Ben vengano i test psicologici sui magistrati!


Ormai è storia nota: ogni volta che qualcuno prova a cambiare qualcosa all’interno della magistratura, parte subito un fuoco di fila spaventoso in difesa di questo piccolo, ma potente, corpo sociale.

Mentre a rider, fattorini, infermieri, operai e chi più ne ha, più ne metta può essere inflitta qualsiasi vessazione – addirittura prendendogli il tempo quando vanno al bagno – guai a sfiorare la magistratura e le sue eterne abitudini, pena un cannoneggiamento quotidiano – sostenuto a spron battuto dai media – per restaurare lo status quo.

Eccoci dunque al punto dolente. Lo dico subito, così da spazzare via ogni equivoco: ben vengano i test psicologici sui magistrati!

Io non trovo niente di sbagliato nella proposta del governo – governo che critico per altri versi da mattina a sera: vedasi alla voce inazione sul caro-prezzi – e anzi la ritengo assolutamente ragionevole.
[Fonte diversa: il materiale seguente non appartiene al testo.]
PR #4290, opened 2022-05-20
Make number of player orders FRED can handle dynamic

BMagnu:
This enables to use more than 10 player orders for a single object type in FRED, which is important when more player orders are added using LuaAI.
QtFRED seems to already be dynamic, so no changes are needed for it.


fred2/ignoreordersdlg.h
```diff
@@ -30,8 +30,8 @@ class ignore_orders_dlg : public CDialog
 	ignore_orders_dlg(CWnd* pParent = NULL);   // standard constructor
 
 	ship *m_shipp;
-	check_box_info check_boxes[MAX_CHECKBOXES];
-	int m_num_checks_active;
+	SCP_vector<size_t> m_orderList;
+	std::unique_ptr<CCheckListBox> m_checklistbox;
```
jg18, line 34: Is it possible to declare `m_checklistbox` as part of the object *without* using dynamic memory allocation? I think that could make the changes a good bit simpler.

Take a look at how `CAddModifyContainerDlg` does this with `m_container_data_lister`.

fred2/ignoreordersdlg.h
```diff
@@ -30,8 +30,8 @@ class ignore_orders_dlg : public CDialog
 	ignore_orders_dlg(CWnd* pParent = NULL);   // standard constructor
 
 	ship *m_shipp;
-	check_box_info check_boxes[MAX_CHECKBOXES];
-	int m_num_checks_active;
+	SCP_vector<size_t> m_orderList;
```
jg18, line 33: Why `size_t`?

I would think that type would be used only to represent a "size" of some kind.

fred2/ignoreordersdlg.h
jg18: Also, a name for this variable that indicates what the check boxes mean, as `m_container_data_lister` does,, would be really nice.

fred2/ignoreordersdlg.cpp
```diff
@@ -101,53 +87,24 @@ BOOL ignore_orders_dlg::OnInitDialog()
...
-
-		// shrink the size of the parent window by the size of the checkbox
-		if ( last_bottom != 0 )
-			window_size.bottom -= (last_bottom - check_size.bottom );
+	for (size_t order_id : default_orders){
+		int checkboxNr = (int) m_orderList.size();
 
-		last_bottom = check_size.bottom;
+		list->AddString(Player_orders[order_id].localized_name.c_str());
+		list->SetCheck(checkboxNr, BST_UNCHECKED);
```
jg18, line 97: Isn't this index out of range?

Also using `Nr` to mean "number" seems unintuitive to me. That convention isn't used elsewhere in the codebase.

fred2/ignoreordersdlg.cpp
```diff
@@ -101,53 +87,24 @@ BOOL ignore_orders_dlg::OnInitDialog()
...
-		if (m_num_checks_active >= MAX_CHECKBOXES)
-		{
-			Warning(LOCATION, "Tried to add more orders than FRED2 has checkboxes for them (can be max %d)!", MAX_CHECKBOXES);
-			break;
-		}
-
-		check_boxes[m_num_checks_active].button->SetWindowText(Player_orders[order_id].localized_name.c_str());
-		check_boxes[m_num_checks_active].id = (int)order_id;
-		m_num_checks_active++;
+	CCheckListBox* list = ((CCheckListBox*)GetDlgItem(IDC_IGNORE_ORDERS_LIST));
```
jg18, line 90: Optional: A more descriptive name than `list`, maybe `ignore_orders_list`, would be nice, but it's not super important.

jg18 (changes requested):
Some requests after a first pass, but I like the idea overall. It's telling that the PR deletes a lot more lines than it adds. :+1:

fred2/ignoreordersdlg.h
BMagnu: Cause its the size of the vector.
Since all commands now represent indices of a vector, a size_t is appropriate. Also, it's already used as command in a fair few other places, so this is to keep consistent

fred2/ignoreordersdlg.cpp
```diff
@@ -101,53 +86,23 @@ BOOL ignore_orders_dlg::OnInitDialog()
...
-		if ( last_bottom != 0 )
-			window_size.bottom -= (last_bottom - check_size.bottom );
+	for (size_t order_id : default_orders){
+		int checkboxNo = (int) m_orderList.size();
 
-		last_bottom = check_size.bottom;
+		ignore_orders_list->AddString(Player_orders[order_id].localized_name.c_str());
+		ignore_orders_list->SetCheck(checkboxNo, BST_UNCHECKED);
 
+		m_orderList.push_back(order_id);
```
jg18, line 97: SCP is generally moving away from the old functions `push_back()`  and `insert()` towards the C++11 functions `emplace_back()` and `emplace()` , unless the old version is needed in some situation. However, it's less important with primitive types like `size_t`.

fred2/ignoreordersdlg.cpp
```diff
@@ -199,31 +154,32 @@ void ignore_orders_dlg::OnOK()
...
 
+	CCheckListBox* ignore_orders_list = ((CCheckListBox*)GetDlgItem(IDC_IGNORE_ORDERS_LIST));
+
 	// clear out the orders, then set the bits according to which check boxes are set
 	if ( m_ship >= 0 ) {
-		for ( i = 0; i < m_num_checks_active; i++ ) {
-			if ( check_boxes[i].button->GetCheck() )
-				orders_accepted.insert(check_boxes[i].id);
+		for ( i = 0; i < (int) m_orderList.size(); i++) {
+			if (ignore_orders_list->GetCheck(i) == BST_CHECKED)
```
jg18, line 162: Wouldn't ` != BST_UNCHECKED` be more correct, like you have above?

jg18 (changes requested):
A few more requests, some optional.

fred2/ignoreordersdlg.cpp
```diff
@@ -62,24 +53,18 @@ END_MESSAGE_MAP()
...
-	check_boxes[2].button = (CButton *)GetDlgItem( IDC_CHECK3 );
-	check_boxes[3].button = (CButton *)GetDlgItem( IDC_CHECK4 );
-	check_boxes[4].button = (CButton *)GetDlgItem( IDC_CHECK5 );
-	check_boxes[5].button = (CButton *)GetDlgItem( IDC_CHECK6 );
-	check_boxes[6].button = (CButton *)GetDlgItem( IDC_CHECK7 );
-	check_boxes[7].button = (CButton *)GetDlgItem( IDC_CHECK8 );
-	check_boxes[8].button = (CButton *)GetDlgItem( IDC_CHECK9 );
-	check_boxes[9].button = (CButton *)GetDlgItem( IDC_CHECK10 );
+
+	//Because Windows, this needs to be manually created in addition to having the resource thingy.
```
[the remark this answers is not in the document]
BMagnu: Yes. It needs to be changed slightly (from "manually created" to something like "manually subclassed"), but overall its still relevant due to some MFC annoyances

fred2/ignoreordersdlg.cpp
```diff
@@ -199,31 +154,32 @@ void ignore_orders_dlg::OnOK()
...
-				orders_accepted.insert(check_boxes[i].id);
+		for ( i = 0; i < (int) m_orderList.size(); i++) {
+			if (ignore_orders_list->GetCheck(i) == BST_CHECKED)
+				orders_accepted.insert(m_orderList[i]);
 		}
 		Ships[m_ship].orders_accepted = orders_accepted;
 	} else {
 		for ( objp = GET_FIRST(&obj_used_list); objp != END_OF_LIST(&obj_used_list); objp = GET_NEXT(objp) ) {
 			if (((objp->type == OBJ_SHIP) || (objp->type == OBJ_START)) && (objp->flags[Object::Object_Flags::Marked])) {
-				Ships[objp->instance].orders_accepted.clear();
```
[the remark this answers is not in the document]
BMagnu: The previous handling was simply incorrect here. It would clear all allowed orders, and then remove orders explicitly disallowed (from the empty set, thus doing nothing) and readding explicitly allowed entries. That leaves the indeterminate-state orders also cleared. This is wrong, however, as we want orders for which the checkboxes are indeterminate to stay as they are in their respective ships (which may or may not be allowed). To do that, we don't clear the orders and leave them as is, then make sure they're up to date by removing disallowed orders and readding allowed orders.

fred2/ignoreordersdlg.cpp
```diff
@@ -232,113 +188,12 @@ void ignore_orders_dlg::OnOK()
...
-	CButton *button;
-
-	button = (CButton *)GetDlgItem(IDC_CHECK10);
-	if (button->GetCheck() == 1)
-		button->SetCheck(0);
-	else
-		button->SetCheck(1);
-}
+	int i = ignore_orders_list->GetCurSel();
+	if (ignore_orders_list->GetCheck(i) == BST_INDETERMINATE)
```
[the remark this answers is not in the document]
BMagnu: Not really handle, as that function is only called when a checkbox changed, which means the user must have selected one. However, Asserting that ``button`` is not LB_ERR might be fine.

fred2/ignoreordersdlg.cpp
BMagnu: In that path it does not matter. It _should_ be impossible for a checkbox to be indeterminate there.

jg18 (approved):
Looks good. Thanks for ~~putting up with~~ err, addressing/replying to my comments. :wink:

Mi spiego: i giudici godono oggi di impunità quasi assoluta, perchè di fatto il giudizio sul loro operato proviene dai loro colleghi. Le obiezioni di alcuni, ricorrenti in questi giorni, cadono nel vuoto e non centrano il punto: in gioco non è l’autonomia della magistratura, e chiamarla in causa ogni volta significa strumentalizzare un tema realmente importante.
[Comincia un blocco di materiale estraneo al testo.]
PR #4510, opened 2022-07-24
prevent too many dynamic SEXPs from breaking the SEXP system

Goober5000:
SEXP categories will not support more than 256 SEXPs; this is why the CHANGE2 category had to be created when CHANGE got full.  Unfortunately, dynamic SEXPs will count toward this limit, so mysterious errors will occur for the ones whose category indexes roll over.  The problem is not easily fixable, but at least the engine can detect the situation, warn about it, and refrain from adding any problematic SEXPs.

Since too many *total* SEXPs would cause a similar problem, this adds a warning for that case too.

### DIFF
--- a/code/parse/sexp/sexp_lookup.cpp
+++ b/code/parse/sexp/sexp_lookup.cpp
@@ -125,8 +125,10 @@ void parse_sexp_table(const char* filename) {
 				luaSexp->parseTable();
 
 				int op = add_dynamic_sexp(std::move(instance), SEXP_GOAL_OPERATOR);
-				luaSexp->registerAIMode(op);
-				luaSexp->maybeRegisterPlayerOrder(op);
+				if (op >= 0) {
+					luaSexp->registerAIMode(op);
+					luaSexp->maybeRegisterPlayerOrder(op);
+				}
 			}
 			required_string("#End");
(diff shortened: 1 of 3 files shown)


code/parse/sexp/sexp_lookup.cpp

In molti, come ampiamente preventivabile, sostengono che i test ai magistrati non vanno fatti per nessuna ragione al mondo; oppure in alternativa vanno fatti “anche ai politici“, comprensivi di “alcol e droga”. Parole e musica, in questo caso, di Nicola Gratteri.

Ora: non si rende conto, Gratteri, che mentre un giudice decide della sorte di un cittadino da solo nella Camera di Consiglio – e se non sta bene con la testa produce un danno gravissimo, esistenziale, irrimediabile – e non ha neanche la legittimazione che deriva dall’elezione popolare, i politici e i parlamentari – che pure dovrebbero essere controllati sotto tanti, tanti aspetti! – sono eletti e scelti dal popolo, e non possono far danno “individuale” in virtù del loro numero. Certo, i politici possono sbagliare le leggi (e lo fanno di continuo), ma il loro eventuale “errore” esprime un punto di vista popolare e ha natura collegiale.

Tra le due situazioni non c’è quindi alcuna attinenza, e chiamare in causa paralleli del genere è un atto di populismo: i magistrati dovrebbero smetterla di arrampicarsi sugli specchi e accettare qualche controllo aggiuntivo sul loro operato, senza lanciarsi in paragoni che non stanno né in cielo né in terra, senza pretendere di essere esentati in virtù del loro status, senza arroccarsi in difesa dei propri privilegi.

I tempi sono cambiati: accettare di sottoporsi a qualche verifica non farà che accrescere la fiducia collettiva nella magistratura e nel suo operato.

Lo capiranno mai, i Gratteri di questo mondo?